Reproduce the records below exactly, but only between the lines holding "Currently, candidate are" and "The [updated HESA", inclusive.

(Records for the exercise Opens)

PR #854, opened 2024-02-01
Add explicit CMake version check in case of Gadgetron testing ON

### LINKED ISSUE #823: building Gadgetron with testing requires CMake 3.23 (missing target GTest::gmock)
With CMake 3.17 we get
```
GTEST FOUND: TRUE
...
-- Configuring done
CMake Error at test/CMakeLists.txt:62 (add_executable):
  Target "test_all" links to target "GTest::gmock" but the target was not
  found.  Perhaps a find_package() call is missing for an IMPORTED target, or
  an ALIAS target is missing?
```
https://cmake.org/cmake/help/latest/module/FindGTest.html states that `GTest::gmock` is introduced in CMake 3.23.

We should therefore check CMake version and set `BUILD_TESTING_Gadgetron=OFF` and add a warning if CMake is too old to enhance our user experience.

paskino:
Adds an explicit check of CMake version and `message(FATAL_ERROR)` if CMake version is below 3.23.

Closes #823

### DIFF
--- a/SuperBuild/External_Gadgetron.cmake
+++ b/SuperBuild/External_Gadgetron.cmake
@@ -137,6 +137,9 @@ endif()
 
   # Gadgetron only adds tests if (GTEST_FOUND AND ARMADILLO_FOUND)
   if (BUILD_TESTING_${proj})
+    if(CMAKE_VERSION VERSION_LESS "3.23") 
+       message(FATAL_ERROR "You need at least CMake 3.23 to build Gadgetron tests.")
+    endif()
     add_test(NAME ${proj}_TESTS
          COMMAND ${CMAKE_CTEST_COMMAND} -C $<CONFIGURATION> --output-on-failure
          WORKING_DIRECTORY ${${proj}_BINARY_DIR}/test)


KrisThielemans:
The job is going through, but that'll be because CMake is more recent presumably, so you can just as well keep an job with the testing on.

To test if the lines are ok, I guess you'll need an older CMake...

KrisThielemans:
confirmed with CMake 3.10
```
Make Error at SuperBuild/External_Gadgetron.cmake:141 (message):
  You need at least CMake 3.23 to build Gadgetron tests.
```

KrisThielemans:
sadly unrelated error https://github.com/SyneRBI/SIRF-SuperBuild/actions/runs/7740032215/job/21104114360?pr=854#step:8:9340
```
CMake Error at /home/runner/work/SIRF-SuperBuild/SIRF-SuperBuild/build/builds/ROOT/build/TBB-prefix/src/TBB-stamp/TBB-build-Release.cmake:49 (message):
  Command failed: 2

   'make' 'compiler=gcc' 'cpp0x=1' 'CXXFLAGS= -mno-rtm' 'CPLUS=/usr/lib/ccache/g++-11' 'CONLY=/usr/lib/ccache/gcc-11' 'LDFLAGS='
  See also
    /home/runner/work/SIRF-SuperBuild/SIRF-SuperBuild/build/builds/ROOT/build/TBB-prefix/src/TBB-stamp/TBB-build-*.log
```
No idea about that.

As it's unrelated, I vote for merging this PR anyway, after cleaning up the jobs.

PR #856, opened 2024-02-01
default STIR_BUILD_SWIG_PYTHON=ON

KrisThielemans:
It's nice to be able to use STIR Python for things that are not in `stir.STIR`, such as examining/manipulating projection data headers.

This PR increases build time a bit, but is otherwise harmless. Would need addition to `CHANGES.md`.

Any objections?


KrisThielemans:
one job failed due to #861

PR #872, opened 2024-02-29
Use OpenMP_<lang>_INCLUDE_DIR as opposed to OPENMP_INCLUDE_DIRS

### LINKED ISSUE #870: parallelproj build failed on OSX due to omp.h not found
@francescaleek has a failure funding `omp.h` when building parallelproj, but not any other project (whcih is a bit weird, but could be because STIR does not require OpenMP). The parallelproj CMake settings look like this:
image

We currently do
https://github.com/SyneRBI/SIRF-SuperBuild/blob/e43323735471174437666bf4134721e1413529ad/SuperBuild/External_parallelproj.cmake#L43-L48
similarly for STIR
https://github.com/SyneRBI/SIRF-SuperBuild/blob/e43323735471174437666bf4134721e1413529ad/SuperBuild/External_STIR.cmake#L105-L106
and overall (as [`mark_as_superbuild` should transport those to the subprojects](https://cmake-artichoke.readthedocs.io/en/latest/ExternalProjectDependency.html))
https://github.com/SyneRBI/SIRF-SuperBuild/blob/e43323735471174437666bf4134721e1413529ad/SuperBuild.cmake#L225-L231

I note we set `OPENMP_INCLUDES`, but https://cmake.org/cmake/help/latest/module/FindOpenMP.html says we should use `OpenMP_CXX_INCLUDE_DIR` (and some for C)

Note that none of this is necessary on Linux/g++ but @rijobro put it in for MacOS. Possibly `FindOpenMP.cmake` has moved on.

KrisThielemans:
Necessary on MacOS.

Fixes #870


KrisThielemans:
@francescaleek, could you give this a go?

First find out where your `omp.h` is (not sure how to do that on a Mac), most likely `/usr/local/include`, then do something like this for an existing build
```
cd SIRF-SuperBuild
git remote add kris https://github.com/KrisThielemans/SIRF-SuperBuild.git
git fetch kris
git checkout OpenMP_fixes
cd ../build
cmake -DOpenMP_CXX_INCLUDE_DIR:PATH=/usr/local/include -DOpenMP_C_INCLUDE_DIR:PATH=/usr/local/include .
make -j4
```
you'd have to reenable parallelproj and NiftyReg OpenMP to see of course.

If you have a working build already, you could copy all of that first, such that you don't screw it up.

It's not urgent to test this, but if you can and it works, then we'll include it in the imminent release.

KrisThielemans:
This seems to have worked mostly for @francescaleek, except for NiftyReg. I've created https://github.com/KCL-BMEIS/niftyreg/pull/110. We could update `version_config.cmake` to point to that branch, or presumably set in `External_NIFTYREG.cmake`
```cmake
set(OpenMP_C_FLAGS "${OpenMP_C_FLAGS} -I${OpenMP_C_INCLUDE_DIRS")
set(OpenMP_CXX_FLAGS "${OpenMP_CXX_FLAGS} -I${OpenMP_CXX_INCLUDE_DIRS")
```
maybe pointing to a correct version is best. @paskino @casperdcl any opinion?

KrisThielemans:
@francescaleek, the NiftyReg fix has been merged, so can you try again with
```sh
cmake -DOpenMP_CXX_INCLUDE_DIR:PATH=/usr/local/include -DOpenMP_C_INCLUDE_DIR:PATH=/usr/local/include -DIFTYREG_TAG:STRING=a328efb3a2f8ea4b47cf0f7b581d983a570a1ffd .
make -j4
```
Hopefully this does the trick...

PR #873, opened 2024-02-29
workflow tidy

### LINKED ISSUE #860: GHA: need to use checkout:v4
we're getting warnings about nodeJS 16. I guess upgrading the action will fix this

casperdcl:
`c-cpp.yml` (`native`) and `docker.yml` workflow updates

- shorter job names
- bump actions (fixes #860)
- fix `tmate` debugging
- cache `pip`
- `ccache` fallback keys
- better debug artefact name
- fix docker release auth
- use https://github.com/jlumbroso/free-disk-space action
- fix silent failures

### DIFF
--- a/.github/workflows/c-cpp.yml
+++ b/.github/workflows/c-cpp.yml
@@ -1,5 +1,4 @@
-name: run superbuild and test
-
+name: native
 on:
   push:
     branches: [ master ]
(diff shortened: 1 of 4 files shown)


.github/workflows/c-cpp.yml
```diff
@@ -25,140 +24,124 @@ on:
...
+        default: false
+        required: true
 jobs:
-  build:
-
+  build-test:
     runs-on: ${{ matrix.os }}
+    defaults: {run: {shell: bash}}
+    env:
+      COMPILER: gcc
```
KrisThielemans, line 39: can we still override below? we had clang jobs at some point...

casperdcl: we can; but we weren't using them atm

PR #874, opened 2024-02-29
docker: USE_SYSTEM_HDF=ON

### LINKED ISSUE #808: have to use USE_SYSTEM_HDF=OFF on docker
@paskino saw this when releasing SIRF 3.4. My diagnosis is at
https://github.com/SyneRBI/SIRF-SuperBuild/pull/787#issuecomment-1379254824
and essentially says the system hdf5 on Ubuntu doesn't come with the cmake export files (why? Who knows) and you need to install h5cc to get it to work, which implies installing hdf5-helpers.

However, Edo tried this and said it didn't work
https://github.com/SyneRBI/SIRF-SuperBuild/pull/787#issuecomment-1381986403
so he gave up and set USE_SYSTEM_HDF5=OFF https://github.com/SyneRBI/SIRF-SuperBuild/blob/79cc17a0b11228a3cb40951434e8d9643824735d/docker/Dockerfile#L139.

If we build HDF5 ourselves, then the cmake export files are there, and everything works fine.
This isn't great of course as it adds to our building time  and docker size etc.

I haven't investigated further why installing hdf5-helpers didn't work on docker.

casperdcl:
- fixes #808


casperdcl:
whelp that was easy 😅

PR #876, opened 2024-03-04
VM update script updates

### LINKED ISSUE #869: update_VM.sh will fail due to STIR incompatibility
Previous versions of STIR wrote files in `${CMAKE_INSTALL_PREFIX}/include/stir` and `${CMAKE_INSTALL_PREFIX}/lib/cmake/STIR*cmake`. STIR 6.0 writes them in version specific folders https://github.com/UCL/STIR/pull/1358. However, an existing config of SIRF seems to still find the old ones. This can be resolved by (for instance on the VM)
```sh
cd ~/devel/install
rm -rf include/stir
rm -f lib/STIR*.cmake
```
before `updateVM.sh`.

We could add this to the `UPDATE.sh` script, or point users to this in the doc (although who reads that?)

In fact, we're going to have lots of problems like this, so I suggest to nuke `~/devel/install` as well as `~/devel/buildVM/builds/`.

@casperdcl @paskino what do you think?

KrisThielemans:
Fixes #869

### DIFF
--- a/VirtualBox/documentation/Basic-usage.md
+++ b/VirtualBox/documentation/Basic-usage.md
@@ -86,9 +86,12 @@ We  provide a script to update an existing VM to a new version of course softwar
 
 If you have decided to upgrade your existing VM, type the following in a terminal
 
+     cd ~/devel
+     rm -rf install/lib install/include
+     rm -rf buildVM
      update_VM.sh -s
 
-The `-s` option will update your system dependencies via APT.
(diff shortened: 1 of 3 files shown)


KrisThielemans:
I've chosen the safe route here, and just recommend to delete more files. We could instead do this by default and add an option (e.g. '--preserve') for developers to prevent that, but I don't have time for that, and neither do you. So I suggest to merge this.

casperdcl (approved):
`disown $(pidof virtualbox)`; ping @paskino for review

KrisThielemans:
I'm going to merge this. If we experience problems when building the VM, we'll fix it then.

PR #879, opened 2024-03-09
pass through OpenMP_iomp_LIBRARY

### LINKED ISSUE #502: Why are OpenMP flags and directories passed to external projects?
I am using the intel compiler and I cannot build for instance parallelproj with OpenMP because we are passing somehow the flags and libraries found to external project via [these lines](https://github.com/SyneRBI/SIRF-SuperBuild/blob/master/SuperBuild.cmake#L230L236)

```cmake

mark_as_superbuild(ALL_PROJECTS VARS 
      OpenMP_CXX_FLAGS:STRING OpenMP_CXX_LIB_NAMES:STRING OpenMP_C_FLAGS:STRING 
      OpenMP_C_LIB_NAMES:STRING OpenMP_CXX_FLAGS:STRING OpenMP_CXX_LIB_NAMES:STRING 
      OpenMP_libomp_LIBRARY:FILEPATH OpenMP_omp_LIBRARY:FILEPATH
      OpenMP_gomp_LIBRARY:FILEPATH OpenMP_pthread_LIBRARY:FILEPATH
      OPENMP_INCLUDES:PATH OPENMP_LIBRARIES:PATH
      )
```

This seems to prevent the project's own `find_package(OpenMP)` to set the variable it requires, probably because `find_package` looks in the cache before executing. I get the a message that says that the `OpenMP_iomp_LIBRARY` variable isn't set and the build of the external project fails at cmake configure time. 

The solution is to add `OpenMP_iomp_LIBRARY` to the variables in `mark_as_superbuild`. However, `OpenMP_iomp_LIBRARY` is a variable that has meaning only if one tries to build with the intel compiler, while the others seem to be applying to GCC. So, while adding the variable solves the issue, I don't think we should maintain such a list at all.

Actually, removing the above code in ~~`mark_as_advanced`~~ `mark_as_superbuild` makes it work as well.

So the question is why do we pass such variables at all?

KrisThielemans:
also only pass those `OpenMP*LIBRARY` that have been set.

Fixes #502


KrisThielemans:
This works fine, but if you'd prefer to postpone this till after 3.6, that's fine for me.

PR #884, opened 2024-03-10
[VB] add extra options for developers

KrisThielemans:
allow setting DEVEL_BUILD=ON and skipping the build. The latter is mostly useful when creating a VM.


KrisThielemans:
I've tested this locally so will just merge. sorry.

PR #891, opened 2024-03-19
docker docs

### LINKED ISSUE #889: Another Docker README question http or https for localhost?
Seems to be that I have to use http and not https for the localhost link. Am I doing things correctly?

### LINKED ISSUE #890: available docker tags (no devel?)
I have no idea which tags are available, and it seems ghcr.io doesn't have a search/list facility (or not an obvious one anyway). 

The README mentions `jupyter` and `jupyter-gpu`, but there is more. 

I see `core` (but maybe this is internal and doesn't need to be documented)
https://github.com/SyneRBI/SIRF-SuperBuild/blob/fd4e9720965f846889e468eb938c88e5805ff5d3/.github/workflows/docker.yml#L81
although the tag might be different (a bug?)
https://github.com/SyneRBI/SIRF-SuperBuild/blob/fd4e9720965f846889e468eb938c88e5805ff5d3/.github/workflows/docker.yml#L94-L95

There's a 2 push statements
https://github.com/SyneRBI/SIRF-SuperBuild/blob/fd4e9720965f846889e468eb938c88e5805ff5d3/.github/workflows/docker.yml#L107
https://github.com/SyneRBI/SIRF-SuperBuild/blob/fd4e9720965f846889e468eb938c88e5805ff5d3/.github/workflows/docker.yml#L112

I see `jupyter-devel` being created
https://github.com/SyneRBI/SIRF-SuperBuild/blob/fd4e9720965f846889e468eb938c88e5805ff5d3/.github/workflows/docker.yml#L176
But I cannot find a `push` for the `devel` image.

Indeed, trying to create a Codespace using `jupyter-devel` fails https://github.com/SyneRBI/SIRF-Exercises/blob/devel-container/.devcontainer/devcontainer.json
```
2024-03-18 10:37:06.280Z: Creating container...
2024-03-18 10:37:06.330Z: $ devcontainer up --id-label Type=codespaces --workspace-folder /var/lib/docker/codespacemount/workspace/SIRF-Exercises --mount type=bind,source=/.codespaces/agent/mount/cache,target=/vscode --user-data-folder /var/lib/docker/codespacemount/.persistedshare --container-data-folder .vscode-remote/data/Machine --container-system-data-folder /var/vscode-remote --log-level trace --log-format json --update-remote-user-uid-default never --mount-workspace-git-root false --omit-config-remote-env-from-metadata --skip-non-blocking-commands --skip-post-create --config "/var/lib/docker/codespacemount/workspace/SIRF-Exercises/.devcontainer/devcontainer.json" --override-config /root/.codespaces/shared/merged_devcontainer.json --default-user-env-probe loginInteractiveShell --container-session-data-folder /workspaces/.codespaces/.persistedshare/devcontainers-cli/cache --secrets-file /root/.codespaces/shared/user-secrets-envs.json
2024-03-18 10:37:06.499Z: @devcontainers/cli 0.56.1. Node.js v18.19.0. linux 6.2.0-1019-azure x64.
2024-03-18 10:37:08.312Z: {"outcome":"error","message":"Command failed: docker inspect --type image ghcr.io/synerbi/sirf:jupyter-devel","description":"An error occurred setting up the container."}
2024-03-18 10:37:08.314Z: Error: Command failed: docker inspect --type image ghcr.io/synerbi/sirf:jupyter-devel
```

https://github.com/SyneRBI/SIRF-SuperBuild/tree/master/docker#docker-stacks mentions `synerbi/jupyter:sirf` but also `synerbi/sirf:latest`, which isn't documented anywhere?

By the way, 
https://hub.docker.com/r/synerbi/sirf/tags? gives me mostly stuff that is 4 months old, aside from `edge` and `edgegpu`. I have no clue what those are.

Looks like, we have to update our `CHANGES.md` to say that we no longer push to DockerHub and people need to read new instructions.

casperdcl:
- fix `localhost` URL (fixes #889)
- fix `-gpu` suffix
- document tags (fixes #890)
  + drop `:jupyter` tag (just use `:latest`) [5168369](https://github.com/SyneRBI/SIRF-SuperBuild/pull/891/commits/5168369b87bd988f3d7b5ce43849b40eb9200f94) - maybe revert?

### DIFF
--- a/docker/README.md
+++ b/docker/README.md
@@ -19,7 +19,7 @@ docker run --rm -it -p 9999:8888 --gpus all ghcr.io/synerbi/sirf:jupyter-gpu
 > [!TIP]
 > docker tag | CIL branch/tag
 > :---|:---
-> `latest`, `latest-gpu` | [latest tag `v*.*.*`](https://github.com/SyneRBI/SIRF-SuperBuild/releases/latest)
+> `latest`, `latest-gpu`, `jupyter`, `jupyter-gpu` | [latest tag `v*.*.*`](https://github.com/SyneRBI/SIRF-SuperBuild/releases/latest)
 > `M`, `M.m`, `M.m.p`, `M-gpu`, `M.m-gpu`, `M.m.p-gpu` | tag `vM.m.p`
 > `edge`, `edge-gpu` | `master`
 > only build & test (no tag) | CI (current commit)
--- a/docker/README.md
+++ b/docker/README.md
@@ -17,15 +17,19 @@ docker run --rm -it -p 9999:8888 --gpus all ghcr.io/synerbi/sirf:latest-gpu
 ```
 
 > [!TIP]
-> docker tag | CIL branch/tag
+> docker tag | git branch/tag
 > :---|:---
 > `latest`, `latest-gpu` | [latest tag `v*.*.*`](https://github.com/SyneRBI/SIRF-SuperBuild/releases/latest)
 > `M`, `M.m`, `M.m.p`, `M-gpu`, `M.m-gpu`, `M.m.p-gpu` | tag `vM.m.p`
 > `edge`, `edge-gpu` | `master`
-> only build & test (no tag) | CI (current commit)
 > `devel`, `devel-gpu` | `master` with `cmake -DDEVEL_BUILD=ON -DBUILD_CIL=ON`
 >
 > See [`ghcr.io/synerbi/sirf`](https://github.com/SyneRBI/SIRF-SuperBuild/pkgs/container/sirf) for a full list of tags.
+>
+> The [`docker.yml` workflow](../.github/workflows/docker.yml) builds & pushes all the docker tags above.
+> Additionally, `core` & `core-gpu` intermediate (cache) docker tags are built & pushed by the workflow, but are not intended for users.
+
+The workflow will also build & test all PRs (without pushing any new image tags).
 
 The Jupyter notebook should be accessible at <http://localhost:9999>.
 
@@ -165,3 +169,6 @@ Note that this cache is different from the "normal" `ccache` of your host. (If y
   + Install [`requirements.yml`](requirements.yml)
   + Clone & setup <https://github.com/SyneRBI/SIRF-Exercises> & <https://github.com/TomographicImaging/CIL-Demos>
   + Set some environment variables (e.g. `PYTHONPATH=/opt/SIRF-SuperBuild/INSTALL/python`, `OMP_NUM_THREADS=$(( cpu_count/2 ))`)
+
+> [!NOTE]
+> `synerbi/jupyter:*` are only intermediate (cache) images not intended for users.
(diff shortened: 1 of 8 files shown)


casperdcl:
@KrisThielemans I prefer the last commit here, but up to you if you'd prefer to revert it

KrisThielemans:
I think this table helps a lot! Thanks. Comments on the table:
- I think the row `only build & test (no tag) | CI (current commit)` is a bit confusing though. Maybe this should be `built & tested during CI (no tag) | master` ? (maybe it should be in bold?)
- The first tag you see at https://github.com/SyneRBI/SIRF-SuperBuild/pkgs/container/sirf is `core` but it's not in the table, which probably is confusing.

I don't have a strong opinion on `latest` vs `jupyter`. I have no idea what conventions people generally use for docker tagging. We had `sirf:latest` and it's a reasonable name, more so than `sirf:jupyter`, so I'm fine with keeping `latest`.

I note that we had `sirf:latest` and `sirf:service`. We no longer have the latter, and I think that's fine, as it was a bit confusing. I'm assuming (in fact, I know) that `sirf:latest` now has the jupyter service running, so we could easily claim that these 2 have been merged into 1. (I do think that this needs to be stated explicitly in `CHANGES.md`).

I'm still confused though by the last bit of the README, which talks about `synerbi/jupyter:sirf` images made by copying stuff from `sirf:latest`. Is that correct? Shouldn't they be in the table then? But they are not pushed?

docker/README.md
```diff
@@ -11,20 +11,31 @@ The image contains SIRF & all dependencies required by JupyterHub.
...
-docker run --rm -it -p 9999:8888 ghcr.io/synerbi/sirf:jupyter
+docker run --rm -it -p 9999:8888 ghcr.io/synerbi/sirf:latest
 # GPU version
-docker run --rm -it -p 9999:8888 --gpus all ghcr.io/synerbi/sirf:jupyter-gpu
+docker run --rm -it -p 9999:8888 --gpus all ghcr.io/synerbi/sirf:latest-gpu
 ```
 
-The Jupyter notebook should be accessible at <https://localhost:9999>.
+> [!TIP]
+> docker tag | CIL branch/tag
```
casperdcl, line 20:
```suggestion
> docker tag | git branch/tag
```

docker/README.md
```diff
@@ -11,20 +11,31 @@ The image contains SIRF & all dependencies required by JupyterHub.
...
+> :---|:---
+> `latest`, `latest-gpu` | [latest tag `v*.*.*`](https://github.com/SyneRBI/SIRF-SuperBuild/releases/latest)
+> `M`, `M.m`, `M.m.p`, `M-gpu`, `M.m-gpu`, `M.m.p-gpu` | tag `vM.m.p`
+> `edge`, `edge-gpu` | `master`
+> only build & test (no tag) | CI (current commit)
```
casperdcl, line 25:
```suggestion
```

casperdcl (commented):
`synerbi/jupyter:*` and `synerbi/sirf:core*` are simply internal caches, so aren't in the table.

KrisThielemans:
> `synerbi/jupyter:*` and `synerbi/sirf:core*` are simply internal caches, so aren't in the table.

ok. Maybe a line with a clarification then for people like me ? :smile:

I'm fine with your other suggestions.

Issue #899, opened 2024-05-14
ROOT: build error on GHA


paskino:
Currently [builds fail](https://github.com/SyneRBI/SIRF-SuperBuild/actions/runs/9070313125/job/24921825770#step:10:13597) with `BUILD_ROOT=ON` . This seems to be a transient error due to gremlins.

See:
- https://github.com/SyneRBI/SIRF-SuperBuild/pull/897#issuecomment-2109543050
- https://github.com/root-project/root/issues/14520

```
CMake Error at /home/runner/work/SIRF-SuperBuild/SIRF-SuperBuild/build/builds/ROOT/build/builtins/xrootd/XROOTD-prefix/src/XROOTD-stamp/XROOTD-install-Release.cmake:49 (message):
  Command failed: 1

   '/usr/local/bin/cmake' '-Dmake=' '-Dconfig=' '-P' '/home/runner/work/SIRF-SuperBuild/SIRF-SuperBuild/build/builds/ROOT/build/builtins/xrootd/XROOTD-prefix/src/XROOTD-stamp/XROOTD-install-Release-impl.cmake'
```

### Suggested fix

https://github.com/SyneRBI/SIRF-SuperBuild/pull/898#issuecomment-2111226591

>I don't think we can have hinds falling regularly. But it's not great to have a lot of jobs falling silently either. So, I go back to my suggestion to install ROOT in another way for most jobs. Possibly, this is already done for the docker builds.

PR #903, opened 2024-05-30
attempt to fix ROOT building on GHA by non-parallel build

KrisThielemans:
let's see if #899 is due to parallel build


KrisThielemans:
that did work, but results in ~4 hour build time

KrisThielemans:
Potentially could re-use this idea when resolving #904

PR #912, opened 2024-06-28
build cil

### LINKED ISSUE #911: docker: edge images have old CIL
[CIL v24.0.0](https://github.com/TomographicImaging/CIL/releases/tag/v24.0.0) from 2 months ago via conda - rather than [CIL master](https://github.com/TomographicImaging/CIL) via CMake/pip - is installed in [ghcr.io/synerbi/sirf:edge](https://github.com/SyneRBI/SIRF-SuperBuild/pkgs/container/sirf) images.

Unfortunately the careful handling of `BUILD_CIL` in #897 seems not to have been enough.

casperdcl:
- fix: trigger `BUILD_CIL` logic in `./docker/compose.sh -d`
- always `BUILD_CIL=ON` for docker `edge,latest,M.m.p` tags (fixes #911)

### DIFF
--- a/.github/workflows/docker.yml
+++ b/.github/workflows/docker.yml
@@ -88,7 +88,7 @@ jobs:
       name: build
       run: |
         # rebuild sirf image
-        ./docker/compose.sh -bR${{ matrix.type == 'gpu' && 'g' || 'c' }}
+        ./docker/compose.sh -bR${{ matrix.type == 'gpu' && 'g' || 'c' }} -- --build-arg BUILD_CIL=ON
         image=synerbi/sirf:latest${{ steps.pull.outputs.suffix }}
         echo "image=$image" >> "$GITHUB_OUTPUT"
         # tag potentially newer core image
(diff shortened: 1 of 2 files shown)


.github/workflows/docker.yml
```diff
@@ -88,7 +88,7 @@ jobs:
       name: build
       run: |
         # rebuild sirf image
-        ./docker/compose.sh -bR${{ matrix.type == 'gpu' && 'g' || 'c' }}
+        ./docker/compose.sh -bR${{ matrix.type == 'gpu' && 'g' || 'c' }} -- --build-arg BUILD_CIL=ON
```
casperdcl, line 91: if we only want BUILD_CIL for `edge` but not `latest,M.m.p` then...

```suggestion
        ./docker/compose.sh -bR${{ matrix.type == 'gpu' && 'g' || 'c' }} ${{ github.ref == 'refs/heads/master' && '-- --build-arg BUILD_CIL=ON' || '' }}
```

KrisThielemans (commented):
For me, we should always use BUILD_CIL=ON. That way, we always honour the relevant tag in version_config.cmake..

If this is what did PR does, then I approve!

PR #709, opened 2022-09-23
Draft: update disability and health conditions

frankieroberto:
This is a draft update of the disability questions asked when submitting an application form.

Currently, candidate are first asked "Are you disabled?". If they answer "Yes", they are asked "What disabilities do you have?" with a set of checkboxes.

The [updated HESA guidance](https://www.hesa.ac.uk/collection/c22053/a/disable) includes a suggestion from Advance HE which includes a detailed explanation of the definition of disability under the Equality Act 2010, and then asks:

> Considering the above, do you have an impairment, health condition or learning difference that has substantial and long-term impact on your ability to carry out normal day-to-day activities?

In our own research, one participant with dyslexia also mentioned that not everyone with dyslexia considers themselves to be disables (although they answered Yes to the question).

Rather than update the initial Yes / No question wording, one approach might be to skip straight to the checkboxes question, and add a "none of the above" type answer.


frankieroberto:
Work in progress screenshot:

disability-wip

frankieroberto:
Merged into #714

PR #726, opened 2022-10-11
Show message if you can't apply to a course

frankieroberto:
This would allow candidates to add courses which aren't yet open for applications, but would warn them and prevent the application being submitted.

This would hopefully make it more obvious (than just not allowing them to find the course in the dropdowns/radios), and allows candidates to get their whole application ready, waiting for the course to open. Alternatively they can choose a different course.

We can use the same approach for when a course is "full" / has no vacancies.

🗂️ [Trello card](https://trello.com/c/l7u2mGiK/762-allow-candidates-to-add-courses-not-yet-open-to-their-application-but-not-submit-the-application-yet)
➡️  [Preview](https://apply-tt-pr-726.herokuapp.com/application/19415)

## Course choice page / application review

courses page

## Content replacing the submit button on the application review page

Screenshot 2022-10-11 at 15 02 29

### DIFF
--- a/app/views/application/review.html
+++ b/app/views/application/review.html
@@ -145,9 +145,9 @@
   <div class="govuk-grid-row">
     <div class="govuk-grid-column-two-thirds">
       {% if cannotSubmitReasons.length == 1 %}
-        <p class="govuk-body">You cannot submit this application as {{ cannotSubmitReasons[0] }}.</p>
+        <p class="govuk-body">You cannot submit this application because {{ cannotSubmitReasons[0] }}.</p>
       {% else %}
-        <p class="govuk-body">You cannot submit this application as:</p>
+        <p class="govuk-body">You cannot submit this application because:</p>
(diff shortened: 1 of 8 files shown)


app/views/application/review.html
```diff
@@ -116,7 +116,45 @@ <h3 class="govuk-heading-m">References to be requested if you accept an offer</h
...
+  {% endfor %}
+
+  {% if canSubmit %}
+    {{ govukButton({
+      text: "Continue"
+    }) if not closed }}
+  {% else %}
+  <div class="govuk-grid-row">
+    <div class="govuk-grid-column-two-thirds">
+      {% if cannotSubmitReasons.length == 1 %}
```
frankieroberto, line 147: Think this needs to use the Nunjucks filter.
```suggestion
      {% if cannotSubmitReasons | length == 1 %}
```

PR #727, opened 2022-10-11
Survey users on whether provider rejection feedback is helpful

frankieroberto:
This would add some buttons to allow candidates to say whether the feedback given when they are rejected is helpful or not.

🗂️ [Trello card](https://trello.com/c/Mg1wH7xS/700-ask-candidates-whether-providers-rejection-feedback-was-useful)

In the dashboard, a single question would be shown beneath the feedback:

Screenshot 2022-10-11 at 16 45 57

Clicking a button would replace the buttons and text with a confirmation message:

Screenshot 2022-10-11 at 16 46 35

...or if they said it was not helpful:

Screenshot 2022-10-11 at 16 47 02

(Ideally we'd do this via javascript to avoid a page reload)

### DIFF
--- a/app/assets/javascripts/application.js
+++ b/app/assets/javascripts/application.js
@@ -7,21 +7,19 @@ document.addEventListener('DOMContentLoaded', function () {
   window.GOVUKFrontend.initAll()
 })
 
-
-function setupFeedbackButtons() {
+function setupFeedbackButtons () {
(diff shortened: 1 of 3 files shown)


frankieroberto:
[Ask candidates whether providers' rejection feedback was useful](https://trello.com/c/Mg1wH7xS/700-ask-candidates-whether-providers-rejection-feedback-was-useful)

(Records for the exercise Closes)

**Reply**
Currently, candidate are first asked "Are you disabled?". If they answer "Yes", they are asked "What disabilities do you have?" with a set of checkboxes.

The [updated HESA guidance](https://www.hesa.ac.uk/collection/c22053/a/disable) includes a suggestion from Advance HE which includes a detailed explanation of the definition of disability under the Equality Act 2010, and then asks:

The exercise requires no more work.